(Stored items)

________________________

PR #235, opened 2024-01-07
auto assign hitboxes for water and hazards

### LINKED ISSUE #230: bridges | automatically add Area2Ds for water and hazards
## Motivation
Right now we have to instantiate the area2d for hazard and waters manually, which is a bit annoying when building levels. In line with previous issues, we can improve this by adding them automatically to our tilemap. 

## Implementation
Write a function that instantiates a given scene at a particular position for each square that is marked as WATER, SHALLOW or HAZARD, then call for them for their respective arrays. Signal handling could be an issue.

marcel-iv:
## Motivation
closes #230 

## What was changed/added
During `_ready` we collect a list of all tiles considered water, shallow or hazard. Then, we instantiate their respective scenes, add it to the grid as children, and places them according to their position within the grid. Then, add a connection from the signal `on_body_entered` to the function `on_contact_danger` which in turn simply calls the reset function for the fox. 

## Testing
Collisions are added as expected on top of their respective tiles. Note that the hitbox for the water overlaps slightly, this is required, otherwise the fox can walk on water. 
image

As you can see the fox is reset as before

https://github.com/mango-gremlin/arch-enemies/assets/104799849/31020189-c50d-42c9-8f24-d98889367861

## Additional Information
The Area2Ds and hitboxes for water and hazard are basically identical (size varies slightly, but as long as its at least 11x11, it doesn't matter). I'm not quite sure if we need them for anything else, we can delete either (and change the code accordingly) if no one has an idea why we might need it.


Kabooni:
I don't think we need the water and hazard Area2Ds and hitboxes for anything else, all they ever did was detect collision. So in my opinion, we could remove it.

Kabooni (approved):
Lgtm

marcel-iv:
I unified the two scenes and deleted the unused ones. I'll keep the PR open for a few more hours, just in case someone finds bugs

PR #238, opened 2024-01-07
bridges | Incomplete Implementation of Rotation

### LINKED ISSUE #198: bridges | implement rotation
## Motivation
Rotation adds some additional game-play depth and makes building more interesting.

## Implementation
Within the implementation of the update_grid and is_allowed either a specific rotation mode has to be added or all animals have to be internally represented as 2x2 matrices which can be easily rotated.

koennixer:
**IMPORTANT: This is incomplete and will be updated further**

## Motivation
closes #198

Rotation is an essential feature for the game.

## How does it work/Problems

Upon pressing the rotation button ("R") the animal sprite in the drag is rotated clockwise at 90°. Godot does not have an internal way of elegantly doing this. The rotation of T-Rect does not properly work for some sprites, while it does for others. If the sprite is originally square shaped (like the deer) using the internal rotation does weird things that cannot be easily fixed with an offset and reflection, while for rectangular sprite (like the squirrel and snake) the rotation is necessary. This leads to complications that have been mostly fixed, in effect much has to be hard coded and experimented with.

is_allowed obviously also needed major updating. This essentially just boils down to properly adjusting for matrix operations, i.e. checking the correct squares. This works but is most likely not bug free.

update_grid is the major problem and does not work properly. The tiles have to have alternative tiles as to be correctly displayed. This is tedious leg work with much testing. Further implementing the correct orientation for all the tiles is hard, especially because the orientation should change what tiles became ALLOWED, SIDE etc. This is honestly such a mess that it might be worth exploring just implementing a grid for each animals that just displays where goes what and then implementing matrix operations in godot. This is not something I will not do until Tuesday, but it might be necessary in the future.

## What works
Displaying the rotation works:

https://github.com/mango-gremlin/arch-enemies/assets/65815628/4f46b1ba-31bd-4868-8d09-73efa7a4966a

The game also checks mostly correctly if the rotated body is allowed to be placed. (This cannot be elegantly shown with a video because the cursor doesn't always update nicely, just believe me)

Some placement for rotated animals work:

https://github.com/mango-gremlin/arch-enemies/assets/65815628/6b03e702-be72-431b-8a24-8a1d179cda6f

## What doesn't work
For some animals the rotated placement has not been implement or does not work properly. This has to be worked one, but the code is just very tedious.

## Additional Information
This is the biggest feature effort wise (in my opinion). Until Tuesday a functioning demonstration should work but I cannot promise it will be bug free. Further updates will be made but given how complex this one is because of the amount of hard-coding an unfinished update seems helpful for reviewing.


mango-gremlin:
Since we are planning not to implement this at all, should we close this pr, but keep the branch for now?

PR #239, opened 2024-01-07
overworld | automatically entering bridge-level denoted by BridgeEdge

### LINKED ISSUE #225: overworld | functionality for entering a given scene
## Motivation
as of now entering a scene ( bridge-level mostly ) was done by switching to that scene statically.
**With the rise** of more levels we want this to be dynamic -> taking the correct level-scene based on the given bridge-Edge! 

## Implementation
a method that takes **a bridgeEdge** and matches against its values to select a **string** that will denote the level linked to it. 

**the level is then** opened accordingly

ScatteredDrifter:
## Motivation
resolves #225 
This PR adds functionality to enter a bridge-level denoted by its linked ( desired ) BridgeEdge  ( so the connection from one island to another (i.e (0,1) ). 
This is done by mapping a connection of a bridge to a "scene" which is referenced by a string. 
A method 'obtain_bridge_scene' then sets a given path if available and returns it. 

The player can then load this scene or not. 

## What was changed/added
- added Dictionary mapping bridge-level to a scene in 'singleton_player'
- incorporate method 'obtain_bridge_scene' to retrieve a path 
- add methods to BridgeEdge class for comparing them against each other 'BridgeEdge.is_same_as(bridge_edge_to_compare)'
- update 'enter_bridge_scene' in **Player** which now enters the scene after requesting its source. 
- update **main-overworld** to accommodate the new mapping
- added further samples to **overworld_test_area**, especially to test whether '(0,2) == (2,0)' when interacting and deriving a level

## Testing

Code is likely not the most beautiful yet and could be improved I think. **please give feedback on that!**

yet it works as intended: 

**Start the overworld_test_area** scene and try 
- interacting with a solved bridge -> 0,1 and back 
- interacting with unsolved ( but available!) bridge_connection: (0,2) and (2,0)
- interacting with and unsolved and unavailable  bridge_part (0,3)


mango-gremlin (approved):
Honestly, this implementation works well and in my opinion is very well thought out. I think the code is also completely fine, and the problems that presented themselves were solved in a sensible way. Since we are only trying to have the working game at the moment, I would say this is completely fine!

PR #302, opened 2024-01-21
overworld | indicators for interacting with npcs, items, walking

mango-gremlin:
## Motivation
Only We know You Have To Press E to Interact. And WASD To Walk.

## What was changed/added
Added two sprites: An animated floating "E" Button and a WASD Sprite that disappears upon first movement.

## Testing
- wasd indicator disappears when you walk for the first time. however, if you enter another scene and come back, it will be there once again. I would leave it this way for the playtest, and i know how to change it so it saves it (probably) but i simply do not have time rn..
- item indicator disappears with item
- npc indicator floats above npcs for all eternity. Not above the deer, I'm not sure why; this will have to be fixed after the playtest...

https://github.com/mango-gremlin/arch-enemies/assets/104830903/75f38fc4-23c6-429b-bf5a-272da98fbbb5


Kabooni (approved):
lgtm

PR #310, opened 2024-01-25
Feature/disable save management

ScatteredDrifter:
## motivation:

disables save management because our game does not maintain a state over session of playing it.

## What was changed/added
1. disabled loading singleton values from save file
2. disabled saving state to file

## Testing
well test it please, you should start at the same position when starting the game + the inventory is set to default too.


aylinfi (approved):
thank you, no more manually deleting files :)

PR #312, opened 2024-01-25
overworld | allow replaying bridge level after it was done

ScatteredDrifter:
## Motivation: 

It was requested that replaying a solved level should be allowed. 

## Things changed 
removed check whether it was solved already 
-> allowing to enter a bridge-level that was done before.


aylinfi (approved):
lgtm

PR #316, opened 2024-01-26
center the dragpreview of the animals

### LINKED ISSUE #315: bridges | center the dragpreview
## Motivation
The placement of animals was based on the cursor at the lower left corner and not the dragpreview which was confusing for players. 
It would be nicer to have the cursor be in the center of the dragpreview.

## Implementation
The dragpreview is a different scene, so `_can_drop_data()` and `_drop_data()` also need to be called for THAT scene.

There also need to be adjustments because the missing offset.

aylinfi:
## Motivation
closes #315

The placement of animals was based on the cursor at the lower left corner and not the dragpreview which was confusing for players.
It is nicer to have the cursor in the center of the dragpreview.

## What was changed/added
The problem with centering the cursor on the dragpreview was that `_can_drop_data()` wasn't called anymore and nothing could be placed. This was due to the preview being a different scene, not connected to our `_can_drop_data()` function.

This could be solved by adding it and also the `_drop_data()` function to `DRAGPREVIEW.gd` which is connected to the dragpreview.tscn scene. These new functions just call the old functions in `grid_drag.gd`(this is not the greatest coding but it works).

Other than that the new positions of deer and snake needed to be adjusted, because we were using different grid positions before.

## Testing

https://github.com/mango-gremlin/arch-enemies/assets/116217918/776f7693-a407-47bc-b3ee-dec154cfef89

### DIFF
--- a/Arch-enemies/bridges/scenes/dragpreview.tscn
+++ b/Arch-enemies/bridges/scenes/dragpreview.tscn
@@ -3,6 +3,7 @@
 [ext_resource type="Script" path="res://bridges/script/DRAGPREVIEW.gd" id="1_dtuo0"]
 
 [node name="dragpreview" type="TextureRect"]
+top_level = true
 offset_right = 40.0
 offset_bottom = 40.0
 script = ExtResource("1_dtuo0")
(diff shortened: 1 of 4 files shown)


Kabooni (approved):
Lgtm, thanks a lot!

PR #331, opened 2024-01-27
bridges | add goal indicator

### LINKED ISSUE #327: bridges | add goal indicator
## Motivation
We don't have any clue for the player to reach the other side.

## Implementation
Draw an indicator (e.g. a flag or something, but forest-themed) and place it on the other shore. Move the goal area more to the right edge, so the player is not triggering it immediately.

Kabooni:
## Motivation
closes #327
We need an indicator of where the player has to go.

## What was changed/added
1. Draw a wooden sign sprite
2. Add it to the goal scene and adjust it in the bridge levels

## Testing
grafik


mango-gremlin (approved):
looks really nice, thanks!

PR #333, opened 2024-01-28
overworld | Added custom names to dialogue system

### LINKED ISSUE #332: Add ability to set name for each dynamic dialogue page seperately
Add ability to set name for each dynamic dialogue page seperately

DerSimi:
## Motivation
This adds custom names to the dialogue system.
closes #332 

## What was changed/added
page_name() was added to the dialogue system, if no name is applied, i. e. the method not overriden, the npc name is applied. The npc name is also applied if the page name is ""

## Testing
image
image

Please insert the names into OverworldDialogues.gd
image


mango-gremlin (approved):
tested it after adding the names to the dialogues, everything works as described, thanks!

ScatteredDrifter (approved):
thank you for the contribution! 
Rand through your changes and also the addition / implementation by glenn. 

Both work well, will approve

PR #340, opened 2024-01-28
Resize one bramble and scale final level

### LINKED ISSUE #339: bridges | rework final level
## Motivation
Make the thorns in the upper right a bit smaller to allow players to build over them.

## Implementation
Change tiles.

aylinfi:
## Motivation
closes #339 

Playtesters really wanted to build above one bramble, but it wasn't possible. So make it possible!

## What was changed/added
Made the thorns in the upper right a bit smaller to allow players to build over them.
Also resized/moved final level to fit camera size better and allow for more space to build above thorns.

## Testing

fox_over_bramble


Kabooni (changes requested):
Looks great, thanks! Just one thing, the third level now starts with the pause menu visibility as true. But I'm not quite sure why, the code changes look fine.

aylinfi:
Yeah oops that was a mistake.

Kabooni (approved):
Thanks!

PR #342, opened 2024-01-28
Adjust level buttons

### LINKED ISSUE #341: bridges | adjust bridge level buttons
## Motivation
Playtesters struggled with some ui elements.

## Implementation
- put reset button in lower right corner
- make pause menu button ("esc")
- make buttons in fox mode invisible

aylinfi:
## Motivation
closes #341

Playtesters struggled with some ui elements, so we needed to adjust them.

## What was changed/added
- the reset-button has been moved to the lower right corner
- an escape-button has been added to the lower left corner that has the same function as pressing "esc"
- reset and one-step-back-button are invisible while fox-mode is on

## Testing

https://github.com/mango-gremlin/arch-enemies/assets/116217918/005597e3-58ad-46f2-99e9-0df51b9fdd78


Kabooni (approved):
Lgtm and I didn't find any bugs

PR #345, opened 2024-01-30
overworld | adjusted collisions for bridge starts

### LINKED ISSUE #265: overworld | improve collision for bridge-starts
## Motivation

We might have to **improve** the **bridge-start** collision as they sometimes make movement around / through those bridge-parts clunky / stuck. 

## Implementation
Its primarily updating / likely decreasing those collisions to make it more pleasant

mango-gremlin:
## Motivation
closes #265 

In the playtest ppl were getting stuck on the bridge starts and I also meant to fix this for a while.

## Testing
As you can see the collision for the treestump is now only in the middle of the treestump and not as spikey, making it less clunky.

https://github.com/mango-gremlin/arch-enemies/assets/104830903/c2f761cd-21f3-4734-90fc-de767a2f713a


DerSimi (approved):
LGTM

PR #350, opened 2024-01-31
overworld | display dialogue if quest solved and not spoken to before

### LINKED ISSUE #329: overworld | indicate that quest was solved
## Motivation
We should indicate to the player earlier that the quest was solved. When the quest is solvable, add the "you give item to animal" text and add the quest-solved dialogue.

## Implementation
Add the appropriate texts
In detail:
- When speaking for the first time without the quest item, do nothing new
- When speaking for the first time with the quest item, do normal dialogue + solved dialogue together
- When the quest is done, do only solved dialogue

-> add "you give item to animal" at the beginning of quest solved dialogue

ScatteredDrifter:
## Motivation
resolves #329 

## What was changed/added
added variable to dialogue_data that tracks whether we spoke to the npc before.

Upon solving their quest before speaking to them the dialogue will be entered again ( and display the solved one ). 
It will then set this variable  to true preventing this to loop forever. 
This adds an invariant. 

## Testing
Well test the following: 
1. gather nut and fly
2. speak to squirrel and observe behavior 
3. speak to spider and observe behavior 
4. speak to snake afterwards

### DIFF
--- a/Arch-enemies/overworld/dialogue/Dialogue.gd
+++ b/Arch-enemies/overworld/dialogue/Dialogue.gd
@@ -36,12 +36,20 @@ func in_dialogue() -> bool:
 	return is_in_dialogue
 
 func exit_dialogue():
-	is_in_dialogue = false 
-	active_dialogue = null
-	print("exiting dialogue")
+	# quest could be removed if it was solved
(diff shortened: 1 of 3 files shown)


ScatteredDrifter:
now actively tracked in #352

PR #351, opened 2024-01-31
Better sounds, sound settings

### LINKED ISSUE #295: (Optional) Improve Sounds
## Motivation
Some stuff is still open from #280 and the associated PR. If we have time and/or suffient feedback from playtesting, we can implement (some of) them as required.

## Tasklist
- [ ] turn down background volume while victory music is playing
- [x] improve dialogue signal (use singleton instead), currently it takes a cursed detour over the world scene
- [ ] animal specific dialogue
- [x] snake sound to harsh
- [ ] improve step sound
- [x] maybe background music as autoload, makes it easy to manipulate volume through code and enables smooth transitions between scenes
- [x] **sound settings**
- [x] **button sound**
    - [x] bridges: pause menu, settings menu, drag, step back, reset, tooltip
    - [x] overworld: pause menu, settings menu, 
    - [x] main menu
    - [x] cutscene
    - [x] about page

marcel-iv:
## Motivation
closes #295 

## Changes
- a sound settings menu now exists: you can access it from the pause menu, either from the overworld, the levels, or the main menu. Note that there's actually 3 different sound menus (main menu, overworld, bridges), this was due to the existing implementation. A more efficient solution would have required a major overhaul of existing scenes, which is way outside the scope of this issue. 
   - you can change main volume, music volume and effects volume, and this is carried over to other scenes, and is only changed when pressing the appropriate button.  
- the sound for the snake was improved to be a little bit less harsh
- all button elements now have a sound attached to them. However, since some buttons cause a change to a different scene, this causes some sounds to be cut off. Moving an AudioStreamPlayer to an Autoload node would be the best solution, but that would be cumbersome to change. If thats a large problem, I can *try* to fix it on friday.
- some minor refactoring was done, such as using a single script for effects, instead of two. 
- a small bug was fixed, now walking sound isn't looped when switching to drag mode while walking.
- background music is now a global node, which means its seemlessly looped even when transitioning to another scene. 
- there's a globally accessible setting script, which right now is only used to control volume, but might be interesting in future implementations. We decided against abusing the singleton further.

## What hasn't changed
- @aylinfi suggested reducing the volume of the background music when victory music is playing. However, this would take some more work done (using a Timer Node), and since the sound is barely over a second long and doesn't loop well, I decided against implementing it.
- The walking sound remains the same, although there are some alternatives in the asset folder if you're curious. However, we decided to remain with the current sound.

## Known Issues
- in the final level, the settings menu is larger than the pause menu, which looks a bit weird, this is due to the existing implementation as an overlay, and according to @koennixer, extremely annoying to change

## Testing
Button sounds work, and the level still works just as before.

https://github.com/mango-gremlin/arch-enemies/assets/104799849/4469b8bf-3b96-4afd-b711-1eeeb078844d

Here you can see (and hear) the menu in a bridge level and the overworld

https://github.com/mango-gremlin/arch-enemies/assets/104799849/81444913-4e46-4feb-a680-a89980546a32

Anything else you can see on the branch yourself. We definitely recommend testing there, sound is subjective and hard to gauge with 20s videos.


Arch-enemies/bridges/script/grid.gd
```diff
@@ -450,22 +450,29 @@ func reset_modes():
...
+			pause_menu.visible = false
+			settings_menu.visible = false
+			menu_mode = false
+			change_ui_visibility()
+		# if currently in the settings menu -> return to pause menu
+		elif settings_menu.visible:
+			pause_menu.visible = true
+			settings_menu.visible = false
 
-func open_pause_menu():
```
Kabooni, line 459: The function was connected to the `esc` button and needs to be reconnected

Kabooni (changes requested):
Some things that are bothering me:
- When going main menu > Options >Return You can only go to the overworld and will skip the intro cutscene
- The volume change for the buttons in the settings menu is only applied when leaving the menu and going back

Might be more, but I'm too tired for it now.
Overall, thanks a lot, it's a lot of work you put into this! And in general it works really well

Arch-enemies/bridges/script/grid.gd
marcel-iv: This implementation is based on an older implemenation on how the pause menu works, and I only merged main into the branch later, thats why I deleted it. Its probably possible to re-implement it, but since this one works as well (even though its much uglier), I'll keep it. If someone else wants to do that, be my guest, but I don't have the time for refactoring

marcel-iv:
> * When going main menu > Options >Return You can only go to the overworld and will skip the intro cutscene
> * The volume change for the buttons in the settings menu is only applied when leaving the menu and going back

Good catch, *should* both be fixed now

Arch-enemies/bridges/script/grid.gd
Kabooni: I mean we can't just leave it as it is. Right now the esc button does nothing, so we should either remove it or find a way to connect it to the pause menu in the new implementation, which I would prefer. I will look into it this evening, maybe I can do it

Kabooni (approved):
I've reconnected the esc button and with your new changes, you could merge it.

mango-gremlin (commented):
tested it as well, very nice!
the dialogue buttons dont make a sound but i assume this was intentional as constant button sounds in dialogue might be annoying.

PR #352, opened 2024-01-31
overworld | improve quest dialogues

### LINKED ISSUE #329: overworld | indicate that quest was solved

Kabooni:
Something went wrong with the branch and I (Kabooni) couldn't commit to it. Here's a new updated pr.

## Motivation
resolves #329 

## What was changed/added
added variable to dialogue_data that tracks whether we spoke to the npc before.

Upon solving their quest before speaking to them the dialogue will be entered again ( and display the solved one ). 
It will then set this variable  to true preventing this to loop forever. 
This adds an invariant. 

Also added new dialogue to inform the player that an item was given to the npc.

## Testing
Well test the following: 
1. gather nut and fly
2. speak to squirrel and observe behavior 
3. speak to spider and observe behavior 
4. speak to snake afterwards

The quest solved dialogue now contains an action dialogue for giving an item. E.g. for the spider:
image

### DIFF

________________________

Task objective: Please tally the lines above that contain "disappears" and report nothing but the total.

Answer to this task: 3